* PROVIDED DATA:
PR #862, opened 2022-05-16
MPSFF: create colums that appear first in BOUNDS section

svigerske:
Changes the MPS reader to create again columns when they are mentioned in the BOUNDS section first.
Fixes reading of
```
NAME Latecol
OBJSENSE
 MAX
ROWS
 N obj
COLUMNS
RHS
BOUNDS
 LO bnd x1 0
 UP bnd x1 2
 LO bnd x2 0
 UP bnd x2 4
QMATRIX
 x1 x1 2
 x1 x2 2
 x2 x1 2
 x2 x2 2
ENDATA
```

### DIFF
--- a/src/io/HMpsFF.cpp
+++ b/src/io/HMpsFF.cpp
@@ -1251,11 +1251,11 @@ HMpsFF::Parsekey HMpsFF::parseBounds(const HighsLogOptions& log_options,
     // if not existing yet
     HighsInt colidx = getColIdx(marker, false);
     if (colidx < 0) {
-      highsLogUser(
-          log_options, HighsLogType::kWarning,
-          "Column name \"%s\" in BOUNDS section is not defined: ignored\n",
-          marker.c_str());
-      continue;
+      // add new column if did not exist yet
+      colidx = getColIdx(marker, true);
+      assert(colidx == num_col-1);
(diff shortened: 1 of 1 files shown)


jajhall (approved):
Thanks. I'd never thought of a model having an empty columns section, but this example illustrates why. The N-row isn't used: is it necessary to have one?

svigerske:
Looks like nothing is changing if the N-row is omitted.

jajhall:
I note that gurobi doesn't read this MPS file, since it ignores the column definition in the BOUNDS section, and then complains 

Error 10012: MPS read error at line 14:
 x1 x1 2

I guess they are expecting folk to define the columns with zero cost in the COLUMNS seciton - which is inefficient.

Not saying that we need to do the same, and I can't see any downside as the MPS file is a reasonable representation of a box constrained pure QP

jajhall:
Of course, it's a non-convex problem, so HiGHS can't solve it :D

I also see that gurobi demands a ROWS and COLUMNS section. Again, I don't see why it's necessary

svigerske:
I actually never thought about solving this instance :).

For LP/MIP people, it sometimes seems to be difficult to imagine that there is problem without A. :stuck_out_tongue:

* WORK REQUEST: Write the number of lines above that contain the string "thought", and nothing besides.

* SOLUTION TO THE PROBLEM: 2